By Kim Jae-kyoung
The Bank of Korea (BOK) is expected to keep its key rate at the current level of 2.5 percent in December due to lingering uncertainties caused by debt trouble in Europe and China’s tightening policies.
The central bank raised the policy rate in November, the second increase this year, after it froze the rate for three consecutive months, from August to October.
The key point at this month’s monetary policy committee meeting slated for Thursday will be how much weight the BOK will put on the risk of inflation as inflationary pressure has been relatively stable since November.
Most economists said that there is no reason the BOK should make another rate hike at the moment as the economy has shown clear signs of a slowdown. They expect that the renewed fears over a debt crisis in Europe and China’s tightening policies are expected to slow a recovery of the global economy.
“With slowing growth and the twin imbalances of a large current account surplus and high inflation, we expect policymakers to choose a compromise policy mix by implementing modest fiscal consolidation, allowing the won’s appreciation and increasing policy rates slowly,” Nomura Securities economist Kwon Young-sun said in a research note.
Hit by the global economic slowdown, the GDP growth slowed to 0.7 percent in the third quarter from the previous one, the slowest growth in one and a half years. The Industrial Production Index decreased by 4.2 percent in October, the largest drop in 22 months. Manufacturers’ business confidence also fell to the lowest level in 11 months for December.
“The BOK is very strict in sticking to its inflation targeting framework. After the inflation scare of October ― 4.1 percent growth ― the consumer inflation growth actually subsided in November and is expected to be rather stable in December. As such it is a calculated risk to wait a bit before continuing to normalize monetary policy,” Natixis senior economist Silipo Luca told The Korea Times.

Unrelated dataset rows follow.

PR #1945, opened 2023-06-16
Enable linting and configure clang-format

mmatheson:
I agree with the motivation behind the coding style for this repo [here](https://love2d.org/wiki/Code_Style), and realized most (if not all) of the recommendations there can be automatically enforced and fixed.

I added a .clang-tidy config that matches the coding style referenced in the docs, and used Trunk to enable and run all the relevant linters.

I'm not trying to change the coding style in this repo, I don't particularly care one way or another - but a consistent, enforced coding style is very valuable. Happy to iterate on this PR with the maintainer to get a consensus on the .clang-format config and the other linters that were auto-enabled.

### DIFF
--- a/.clang-format
+++ b/.clang-format
@@ -1,0 +1,22 @@
+BasedOnStyle: Google
+ColumnLimit: 100
+---
+Language: Cpp
+DerivePointerAlignment: false
+BreakBeforeBraces: Allman
+PackConstructorInitializers: Never
+NamespaceIndentation: None
+BreakInheritanceList: BeforeColon
+SpaceBeforeParens: Custom
+SpaceBeforeParensOptions:
+  AfterFunctionDeclarationName: false
+  AfterFunctionDefinitionName: false
+  AfterControlStatements: true
+IndentCaseBlocks: false
+PointerAlignment: Right
+UseTab: ForIndentation
+SpaceAfterCStyleCast: true
+SpacesInCStyleCastParentheses: false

The market consensus regarding the future course of the monetary policy is that the BOK will raise the benchmark rate again in the first quarter of next year.
“Although the current inflation rate is within the BOK’s tolerated range, there is a 100 basis point difference between the current rate and the interest rate that would ensure price stability in the medium term in Korea,” Luca said.
“As such we see BOK moving gradually toward this level with a 25 basis point hike possible in February and a further 75 basis point hike up to December 2011,” he added.
Deutsche Bank also expects another rate increase in the first quarter but the central bank will control the pace of credit tightening to avoid possible side effects.
“We expect measured rate hikes over the next 12 months and the next increase to be delivered late in the first quarter, with the won remaining as the downside risk to our rate outlook,” the bank said in its research note.
“We expect the central bank to limit its rate hikes to 75 basis points over the next 12 months due to the indebtedness of households and to support the housing market recovery,” it added.